In autunno
In autunno quel viale si sommergeva di foglie di platani e si faceva di quel colore rossiccio, inequivocabile. Se cadevano due gocce, poi, le foglie umide ti si incollavano agli stivali, miste a fango che diventava malta. Anche sapendo che poi avrei dovuto faticare non poco per ridare a quei calzari dignità di rappresentanza, che i pantaloni di velluto puliti sarebbero, non appena rientrato, finiti in lavanderia, amavo percorrere quel viale della mia infanzia.
Amo, in realtà, sempre seguire le tracce di un mio passato, scoprire chi sono, perché se me lo chiedi non so più rispondere. Sono quello che sono stato è la mia unica risposta. Tutto si è scompaginato, rotto di fronte a me e se non voglio che la frattura mi penetri devo attaccarmi a qualcosa: a questi boschi, a questa casa, a quello che mi rimane.
Io lo so a cosa mi aggrappo, non mi serve uno psicanalista, ci posso arrivare da solo. Mi aggrappo alla storia della mia famiglia di cui sono l’unico erede. Unico erede non perché unico superstite, ma l’unico cui importi qualcosa. Gli altri hanno altre necessità, non hanno niente da impedire vada in frantumi. Sembrano avere tutto il necessario: mogli, figli, una tranquilla esistenza borghese. Le normali angustie di tutti.
Loro non sanno chi sono, e non vogliono saperlo, hanno accettato facilmente di snaturarsi e lasciarsi plasmare dagli estranei che hanno occupato la loro vita. Desiderosi di cancellare un passato ingombrante e liberarsi. È facile sentirli dire: “Quell’eredità familiare è un peso insostenibile. Io sono io e null’altro. Il mondo inizia dal giorno della mia nascita”.
Concordo che è un’eredità pesante, con cui fare i conti. Poi la dicotomica scelta: farceli o non farceli? Io sono l’unico che ha deciso di farceli. Ma io non ho eredi. Sarà un caso? O i figli ti costringono a non distogliere lo sguardo dal futuro?
Eppure tutta la nostra storia è una storia di memoria. Anche i muri trasudano memoria, gli oggetti, i segreti della cucina tramandati da generazioni, quei libri polverosi i cui soli titoli, declinati in ordine, dal primo all’ultimo, sarebbero uno splendido affresco di un tempo che fu, ideale soggetto di una tesi di laurea.
Nel suo studio, davanti alla libreria, ogni giorno mio padre riceveva i visitatori che petivano suppliche accompagnandole con povere cose, una forma di formaggio, un’anatra, qualche ortaggio. Per tutti aveva la sua risposta, sì o no, insindacabile. Oggi più nessuno varca quella porta, il podere è pressoché in abbandono, se si eccettua i vigneto da cui il buon Vito ricava ancora un ottimo rosso, e quel poco d’olio che raccapezziamo da quel centinaio di ulivi ormai esausti.

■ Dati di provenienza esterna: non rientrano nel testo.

PR #443, opened 2021-06-23
Change stream implementation to List.contains()

teszes:
This stream filtering implementation is basically the same as using List.contains(), and any performance differences might be negligible since we are just seeing if dependent classes are namespaced (there shouldn't be _that_ many of them).


teszes:
Could close #445

metacosm (approved):
LGTM

teszes:
Verified unit test coverage, merging.

PR #444, opened 2021-06-23
Change server version error to exception rather that system stop call

### LINKED ISSUE #408: Operator start behavior
The Operator.start method is implemented like:

```java
public void start() {
   ...
    try {
      ...
    } catch (Exception e) {
      log.error("Error retrieving the server version. Exiting!", e);
      System.exit(1);
    }
  }
```

I wonder if instead of doing a `System.exit(1)`, the start method should thrown an exception and let the caller decide what to do.

teszes:
One way to close #408

### DIFF
--- a/operator-framework-core/src/main/java/io/javaoperatorsdk/operator/Operator.java
+++ b/operator-framework-core/src/main/java/io/javaoperatorsdk/operator/Operator.java
@@ -51,7 +51,7 @@ public class Operator implements AutoCloseable {
       }
     } catch (Exception e) {
       log.error("Error retrieving the server version. Exiting!", e);
-      throw new OperatorException("Error retrieving the server version");
+      throw new OperatorException("Error retrieving the server version", e);
     }
   }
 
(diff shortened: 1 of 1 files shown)


operator-framework-core/src/main/java/io/javaoperatorsdk/operator/Operator.java
```diff
@@ -51,7 +51,7 @@ public void start() {
       }
     } catch (Exception e) {
       log.error("Error retrieving the server version. Exiting!", e);
-      System.exit(1);
+      throw new OperatorException("Error retrieving the server version");
```
attilameszaros-form3, line 54: We should add the root cause exception, are we sure that this is always version?

metacosm: It most often is, but, strictly speaking, there might be other causes.

teszes: chained the thrown exception to the new one, would this work the way you expect?

metacosm:
Have you checked that throwing the exception properly crashes the app, resulting in a new pod being brought up when running in a cluster environment?

metacosm (approved):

Ma perché produrre ancora quando sugli scaffali dell’alimentari hai tutto quello che ti serve? Non si sente più l’esigenza di produrre, solo quella di consumare. Io vorrei ancora produrre, far rivivere questi luoghi e queste cose, non accettare che diventino rifugio caldo di qualche anziana coppia inglese o tedesca, buono per svernare e per reiterare, in forma meno cruenta sì, passate invasioni.
Ma è ripida salita, un vezzo, un’impuntatura, un ancorarmi ad un passato ormai passato. Una follia, insomma. E ogni volta attraverso quelle montagne per tornare qui e ritrovare traccia di me. Per ritrovarmi tra queste cose, per sentire ancora quei retaggi che, altrimenti, sparirebbero. Non li lascio ad altri, a neofiti, a chi, magari, non saprebbe che farsene. Fin che ci son io sono per me, dopo vedremo.
Torno sui miei passi, un latrato di un cane, il sole ormai tramontato dietro quello sperone che da secoli sovrasta questa casa. Tra poco il buio mi impedirà di far ritorno e dovrò cercare in qualche modo la via. Lo so che non ne avrò per molto, che non lascio molto dietro di me, a parte ciò che ho di fronte, macerie. Macerie di affetti. L’ultima, la mia amica Olga, al cui sodalizio ho consacrato gli ultimi anni, mi ha lasciato da qualche mese. Mi attacco, edera non doma, a questi resti di un passato glorioso, a ricordi che sono voci vere di persone vere, che qui hanno vissuto e lottato; che questo hanno ricevuto in dono e questo hanno trasmesso, rigenerato e accresciuto, a chi li seguiva. Sono l’ultimo ma, finchè ci son io, qui non si vende niente.